Securing the Road Ahead: The Intersection of Cybersecurity and Intelligent Transportation
Securing the Road Ahead: The Intersection of Cybersecurity and Intelligent Transportation
Securing the Road Ahead: The Intersection of Cybersecurity and Intelligent Transportation
Reflecting on the incredible energy from our recent Cybersecurity Seminar at Morgan State University, one thing is clear: the future of transportation is digital, and it must be secure.
It was a privilege to join colleagues and students to discuss the critical work being led by the National Transportation Center and the SMARTER Center here at Morgan State. As the Chief Information Security Officer (CISO) for the university, seeing the depth of research and collaboration happening on our campus is inspiring. We aren’t just discussing the future; we are actively architecting the safety protocols that will define it.
The conversations we had went far beyond standard IT security. We tackled the real-world implications of securing a transportation grid that is becoming increasingly autonomous and interconnected.
In light of those discussions, I wanted to share a few key takeaways on why this specific domain—Transportation Cybersecurity—is becoming one of the most critical fields in our industry.
The Road Ahead: Why Transportation Cybersecurity Matters
A Brief Overview of the Threat Landscape
As our vehicles and infrastructure evolve into “data centers on wheels,” the attack surface expands exponentially. Transportation cybersecurity is no longer just about protecting user data; it is about physical safety and operational resilience.
Here are the three core pillars we are focusing on:
1. The V2X Vulnerability (Vehicle-to-Everything) Modern transit systems rely on constant communication—Vehicle-to-Vehicle (V2V) and Vehicle-to-Infrastructure (V2I). While this connectivity reduces accidents and improves traffic flow, it also creates entry points for malicious actors. Securing the integrity of these messages is paramount to prevent “spoofing” attacks that could confuse autonomous systems.
2. AI and Sensor Security The SMARTER Center is doing fascinating work with technologies like LiDAR. However, from a security perspective, we must ensure these sensors cannot be jammed or fed false data. Adversarial Machine Learning—where attackers trick AI into misinterpreting a stop sign or an obstacle—is a tangible threat we must defend against.
3. Infrastructure Resilience It is not just about the car; it is about the traffic lights, the charging stations, and the grid. A cyberattack on transportation infrastructure can paralyze a city more effectively than a physical blockade. Our approach to “smart cities” must be “secure cities” first.

Moving Forward
At Morgan State, we are committed to being at the forefront of this research. The work being done by the National Transportation Center is critical, not just for Maryland, but for the national conversation on critical infrastructure protection.
I look forward to supporting these initiatives and ensuring that as we build faster and smarter, we also build safer.

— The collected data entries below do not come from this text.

PR #202, opened 2025-11-26
Include the enterprise theme in the package and make it the default theme

Mossop:
For the time being I have copied the preview and icon files from the light theme, we can switch these out once Matt can generate the correct versions.


browser/locales/en-US/browser/appExtensionFields.ftl
```diff
@@ -16,3 +16,6 @@ extension-firefox-compact-dark-description=A theme with a dark color scheme.
 
 extension-firefox-alpenglow-name=Firefox Alpenglow
 extension-firefox-alpenglow-description=Use a colorful appearance for buttons, menus, and windows.
+
+extension-firefox-enterprise-name=Enterprise
+extension-firefox-enterprise-description=Firefox for Enterprise
```
1rneh: We are not calling it "Firefox for Enterprise" anymore but just "Firefox Enterprise".

1rneh (approved):

browser/locales/en-US/browser/appExtensionFields.ftl
Mossop: Ok changed that. We probably want to add something a bit more descriptive later.

PR #203, opened 2025-11-26
Bug 2002482: Disable the new profiles UI in enterprise

Mossop:


browser/app/profile/firefox.js
```diff
@@ -3473,7 +3473,7 @@ pref("browser.backup.scheduled.user-disabled", false);
 // backup process.
 pref("browser.backup.tab-flush-timeout", 5000);
 
-#ifdef NIGHTLY_BUILD
+#if defined(NIGHTLY_BUILD) && !defined(MOZ_ENTERPRISE)
```
lissyx: Shouldn't we maybe introduce a dedicated `firefox_enterprise.js` pref file?

lissyx (approved):

browser/app/profile/firefox.js
Mossop: Turns out we already have one!

PR #208, opened 2025-11-26
GHA: MSI gcpEU and fixes for version

lissyx:


lissyx:
Confirmed to be OK by erkan

PR #211, opened 2025-11-27
Bug 1578489 - Update msi installer icon

1rneh:


1rneh:
This is not changing the MSI installer.

lissyx (approved):
Let's see if it does anything, but you should rename the commit and the PR since it's not the MSI but the SFX installer

PR #214, opened 2025-11-27
Allow disabling the JIT for specific domains

Mossop:
@mkaply What do you think about the proposed policy schema change here?


mkaply:
Overall it looks good, but I think "Isolation" is probably a little too generic.

Also you need to add the description to:

https://searchfox.org/firefox-main/source/browser/locales/en-US/browser/policies/policies-descriptions.ftl

PR #215, opened 2025-11-27
When the felt process purges its startup cache instruct the Firefox process to do the same

Mossop:
Some changes in development builds only take effect if the profile's startup cache is purged on the next launch. mach takes care of this by creating a special flag file. But for enterprise the first process launched is felt which then deletes the flag file so when the Firefox process starts it doesn't know to purge the cache. We can pass this through the command line.


1rneh (approved):
Thank you!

Strategic Recommendations for Transportation Security
- Adopt a “Zero Trust” Mindset for V2X: We cannot assume that every signal received by a vehicle is legitimate. Whether it’s Vehicle-to-Vehicle (V2V) or Vehicle-to-Infrastructure (V2I), every message must be authenticated and encrypted. A “trust but verify” approach helps prevent spoofing attacks that could trick an autonomous vehicle into seeing a green light where there is none.

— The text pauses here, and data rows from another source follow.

PR #216, opened 2025-11-27
Enterprise: Test for external link handling

lissyx:


testing/enterprise/test_felt_browser_external_link.py
```diff
@@ -0,0 +1,89 @@
...
+            if not display and not wayland:
+                self._logger.warning(
+                    f"Opening URL cannot work in headless mode, but DISPLAY={display} and WAYLAND_DISPLAY={wayland}. xvfb-run will be used."
+                )
+
+        return True
+
+    def test_felt_4_verify_prefs(self, exp):
+        """
+        No care.
```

- Harden the Sensors (LiDAR & Vision): As we discussed regarding the SMARTER Center’s research, modern vehicles rely on what they “see.” We must develop defenses against Adversarial Machine Learning—where attackers use specially crafted images or signals to confuse AI sensors. If the eyes of the car can be fooled, the brain of the car makes fatal decisions.

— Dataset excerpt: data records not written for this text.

PR #218, opened 2025-11-27
Switch to 'enterprise' trust domain

ahal:


lissyx (approved):

taskcluster/gecko_taskgraph/target_tasks.py
```diff
@@ -447,7 +447,12 @@ def filter(task):
 
         return False
 
-    return [l for l in filtered_for_project if filter(full_task_graph[l])]
+    tasks = [l for l in filtered_for_project if filter(full_task_graph[l])]
+    tasks.extend([
+        "fetch-wix-3.14.0",
+        "toolchain-linux64-mkbom",
```
lissyx: i saw failures on macOS because of missing `toolchain-linux64-xar` shouldn't we add it here?

taskcluster/gecko_taskgraph/target_tasks.py
```diff
@@ -490,6 +495,9 @@ def filter(task):
         if task.kind == "build" and "all" in task.attributes.get("run_on_projects"):
             return False
 
+        if task.kind in ("upload-symbols",):
```
lissyx, line 493: Do we really need this? I'm fine with treeherder being broken. Is breaking this mean it's going to break the graph and not run everything?

taskcluster/kinds/enterprise-repack-repackage/kind.yml
```diff
@@ -23,7 +23,7 @@ kind-dependencies:
 
 task-defaults:
     run-on-repo-type: [git]
-    run-on-projects: ["enterprise-firefox"]
+    run-on-projects: []
```
lissyx, line 26: Same, is this really required ?

taskcluster/kinds/enterprise-repack/kind.yml
```diff
@@ -24,8 +24,7 @@ kind-dependencies:
 #    - shippable-l10n-mac-notarization
 
 task-defaults:
-    run-on-repo-type: [git]
-    run-on-projects: ["enterprise-firefox"]
+    run-on-projects: []
```
lissyx, line 27: Same, is this really required ?

taskcluster/kinds/upload-symbols/kind.yml
```diff
@@ -28,8 +28,8 @@ not-for-build-platforms:
     - win64-aarch64-geckodriver/opt
 
 task-defaults:
-    run-on-repo-type: ["git"]
-    run-on-projects: ["enterprise-firefox"]
+    # Scopes aren't setup for enterprise yet
```
lissyx, line 31: Same, is this really required ?

taskcluster/gecko_taskgraph/target_tasks.py
ahal: Yes, and yes for all the others as well.

The Decision task will fail with scope errors if we have them running. We can revert these changes easily enough once we sort out the scopes.

taskcluster/gecko_taskgraph/target_tasks.py
ahal: Been playing some whack-a-mole, but it's green now.

PR #220, opened 2025-11-28
Persist user email in felt.json and pre-fill it into felt login

1rneh:


Mossop:
Can we use `JSONFile` here? It has a lot of functionality for handling backups, and asynchronous persistence and we shouldn't re-invent that.

1rneh:
> Can we use `JSONFile` here? It has a lot of functionality for handling backups, and asynchronous persistence and we shouldn't re-invent that.

Thanks, we should definitely use `JSONFile`.

browser/extensions/felt/FeltStorage.sys.mjs
```diff
@@ -0,0 +1,56 @@
...
+    if (this._feltStorage.data.lastSignedInUserEmail === email) {
+      // Nothing changed.
+      return;
+    }
+    this._feltStorage.data.lastSignedInUserEmail = email;
+    this._feltStorage.saveSoon();
+  },
+
+  async uninit() {
+    await this._feltStorage.finalize();
```
Mossop: JSONFile automatically finalizes during shutdown so is this necessary?

browser/extensions/felt/content/window.js
```diff
@@ -68,10 +69,16 @@ async function connectToConsole(email) {
   ssoBrowsingContext.focus();
 }
 
-function listenFormEmailSubmission() {
+async function listenFormEmailSubmission() {
   const signInBtn = document.getElementById("felt-form__sign-in-btn");
   const emailInput = document.getElementById("felt-form__email");
 
+  const lastUsedUserEmail = await lazy.FeltStorage.getLastSignedInUser();
```
Mossop: You don't need to await this, it isn't a promise.

Mossop (approved):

- Secure the Supply Chain (Software Bill of Materials): A modern vehicle has more lines of code than a fighter jet, sourced from hundreds of different vendors. We need strict visibility into the Software Bill of Materials (SBOM) to ensure that a vulnerability in a third-party component (like a braking controller or infotainment unit) doesn’t compromise the entire vehicle.
- Segregate Critical Safety Systems: The systems that control steering and braking should never sit on the same network segment as the entertainment system or the Wi-Fi. Rigorous network segmentation within the vehicle architecture is non-negotiable to prevent a hacker from pivoting from a Bluetooth connection to the engine control unit.
- Resilience for “Smart” Infrastructure: It’s not just about the cars; it’s about the grid they connect to. Traffic signals, charging stations, and smart road sensors are now part of the attack surface. We must ensure these edge devices are patched, monitored, and capable of failing safely (fail-safe mode) if they lose connection or are attacked.